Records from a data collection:
# # # #
PR #1056, opened 2026-05-06
[codex] Fix Windows workspace CI tests

TabishB:
## Summary

Fixes the failing main CI Windows test job by aligning the workspace tests with the intended Windows path behavior.

## Root cause

The latest `main` CI failure was in `Test (windows-pwsh)` for workflow run `25415627238`. The workspace implementation canonicalizes existing Windows paths before persisting or using them in generated workspace surfaces, expanding short temp aliases like `C:\Users\RUNNER~1\...` to long paths like `C:\Users\runneradmin\...`. A few test assertions for generated `.code-workspace` files and unavailable-opener messages still expected the short alias.

One interactive test also replaced `PATH` with only a fake bin directory. On Windows that can remove the system shell path needed to launch a `.cmd` shim, leaving `process.exitCode` set to `1` even though the fake opener was meant to succeed.

## Changes

- Compare generated workspace folder paths and manual workspace-file paths against canonicalized expected paths on Windows.
- Prepend the fake opener bin directory to the existing PATH in the interactive opener test instead of replacing PATH.
- Loosen the opener-choice assertion so it remains valid when additional supported tools are installed locally.

## Validation

- `pnpm vitest run test/commands/workspace.test.ts test/commands/workspace.interactive.test.ts`
- `pnpm test`
- `pnpm run build`
- `pnpm exec tsc --noEmit`
- `pnpm lint`

## Release Notes

* **Tests**
  * Improved cross-platform path handling in workspace tests to ensure robust behavior across different operating systems
  * Updated path canonicalization in VS Code integration tests for consistency
  * Refined workspace opener preference validation tests

PR #1057, opened 2026-05-06
[codex] Fix Windows workspace launch arg expectation

TabishB:
## Summary

Fixes the remaining Windows `main` CI failure after #1056 by canonicalizing the launch argument expectations in the workspace open test.

## Root cause

The latest `main` CI run after #1056 still failed in `Test (windows-pwsh)` for workflow run `25416165547`. The earlier fix updated generated workspace file and manual path assertions, but the same test still expected `editorLaunch.args` to contain the raw short temp alias path. On Windows, the workspace root has already been canonicalized before the opener command is built, so the actual launch argument uses the long path.

The agent launch assertion in the same test had the same raw-path assumption for `--add-dir`, so this updates it too before it can become the next Windows-only failure.

## Changes

- Expect the VS Code workspace file launch argument to use `expectedExistingPath(setup.workspace.root)`.
- Expect the Codex `--add-dir` argument to use the canonicalized `expectedApi` link path.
# # # #
TASK INSTRUCTIONS:
Extract the data in full. Keep it word for word.

COMPLETED TASK:
PR #1056, opened 2026-05-06
[codex] Fix Windows workspace CI tests

TabishB:
## Summary

Fixes the failing main CI Windows test job by aligning the workspace tests with the intended Windows path behavior.

## Root cause

The latest `main` CI failure was in `Test (windows-pwsh)` for workflow run `25415627238`. The workspace implementation canonicalizes existing Windows paths before persisting or using them in generated workspace surfaces, expanding short temp aliases like `C:\Users\RUNNER~1\...` to long paths like `C:\Users\runneradmin\...`. A few test assertions for generated `.code-workspace` files and unavailable-opener messages still expected the short alias.

One interactive test also replaced `PATH` with only a fake bin directory. On Windows that can remove the system shell path needed to launch a `.cmd` shim, leaving `process.exitCode` set to `1` even though the fake opener was meant to succeed.

## Changes

- Compare generated workspace folder paths and manual workspace-file paths against canonicalized expected paths on Windows.
- Prepend the fake opener bin directory to the existing PATH in the interactive opener test instead of replacing PATH.
- Loosen the opener-choice assertion so it remains valid when additional supported tools are installed locally.

## Validation

- `pnpm vitest run test/commands/workspace.test.ts test/commands/workspace.interactive.test.ts`
- `pnpm test`
- `pnpm run build`
- `pnpm exec tsc --noEmit`
- `pnpm lint`

## Release Notes

* **Tests**
  * Improved cross-platform path handling in workspace tests to ensure robust behavior across different operating systems
  * Updated path canonicalization in VS Code integration tests for consistency
  * Refined workspace opener preference validation tests

PR #1057, opened 2026-05-06
[codex] Fix Windows workspace launch arg expectation

TabishB:
## Summary

Fixes the remaining Windows `main` CI failure after #1056 by canonicalizing the launch argument expectations in the workspace open test.

## Root cause

The latest `main` CI run after #1056 still failed in `Test (windows-pwsh)` for workflow run `25416165547`. The earlier fix updated generated workspace file and manual path assertions, but the same test still expected `editorLaunch.args` to contain the raw short temp alias path. On Windows, the workspace root has already been canonicalized before the opener command is built, so the actual launch argument uses the long path.

The agent launch assertion in the same test had the same raw-path assumption for `--add-dir`, so this updates it too before it can become the next Windows-only failure.

## Changes

- Expect the VS Code workspace file launch argument to use `expectedExistingPath(setup.workspace.root)`.
- Expect the Codex `--add-dir` argument to use the canonicalized `expectedApi` link path.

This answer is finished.